DESCRIPTION OF THE TASK
Spot each line in the records below where the word "anything" occurs, then copy it.

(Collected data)
PR #110, opened 2022-02-15
fix: set schemaversion to 6.2 for Azure LI/VLI 15 SP2

jgleissner:
Released versions use 6.2.

### DIFF
--- a/images/cross-cloud/sles-sap/azure-li/15-sp2/image.yaml
+++ b/images/cross-cloud/sles-sap/azure-li/15-sp2/image.yaml
@@ -1,7 +1,7 @@
 include-paths:
   - sle15/sp1
   - sle15/sp2
-schemaversion: 7.2
+schemaversion: 6.2
 image:
   name: SLES15-SP2-SAP-Azure-LI-BYOS
   specification: "SUSE Linux Enterprise Server for SAP Applications 15 SP2 Azure LI BYOS guest image"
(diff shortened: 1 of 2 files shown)


rjschwei (dismissed):

rjschwei:
@jgleissner but keg is setup to produce data in a specific schema version, I don't quite understand how this changes anything.

jgleissner:
> @jgleissner but keg is setup to produce data in a specific schema version, I don't quite understand how this changes anything.

Keg doesn't really know about schema versions. The structure of the kiwi file is implemented by the template in keg-recipes. The bootloader setup in `data/csp/azure-baremetal` is pre-7.2 style for <=SP2 (analog to the released version) and hence fails with schema version 7.2, which keg really only passes on to the template. The template expects the input data to match the schema version spec.

It's perhaps not as nice as it could be. We could have a template per (supported) schema version that produces the tags how kiwi expects it, and simply just have one standard way to specify bootloader config, which the template translates accordingly. This would also apply to other tags. I'm not sure whether it would be worth the effort.

Another approach might be to use kiwi as the template engine instead of jinja2. I haven't really considered that and I don't know whether it's feasible. AFAIK Marcus has never suggested it so perhaps it's not.

rjschwei:
Thanks for reminding me of this, once again.

rjschwei (approved):

PR #113, opened 2022-03-03
add image definitions for SLES SAPCAL 15 SP3 and SP4

jgleissner:
This adds image definitions for SLES SAPCAL 15 SP3 and SP4. I've created an SP3 test build and compared the images to the released versions. There are a couple of differences between them. Most are changes that have been discussed and agreed on in conjunction with other images, like fixing small inconsistencies (like adding `azure-cli`), getting rid of obsolete stuff (like `/etc/securetty` entry). There are a couple of differences that may need discussion though:

- zypper-lifecycle-plugin (all flavors)

This is included in every image (except CHOST) in `keg-recipes`. It's not in the released SLES SAPCAL 15 SP3 version, but I think it should be.

- rpm-ndb (all flavors)

The description for the released image does not include `rpm-ndb` directly and lacks the related OBS comment. It does not make a difference in the binary image though because the OBS project is set up to switch `rpm` out for `rpm-ndb`. I assume this was just an oversight and the explicit `rpm-ndb` setting should be included in SAPCAL as well.

- /etc/chrony.d/ec2.conf (EC2)

This is missing in the released image but I don't see a reason why it should be excluded.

FINAL ANSWER
@jgleissner but keg is setup to produce data in a specific schema version, I don't quite understand how this changes anything.
> @jgleissner but keg is setup to produce data in a specific schema version, I don't quite understand how this changes anything.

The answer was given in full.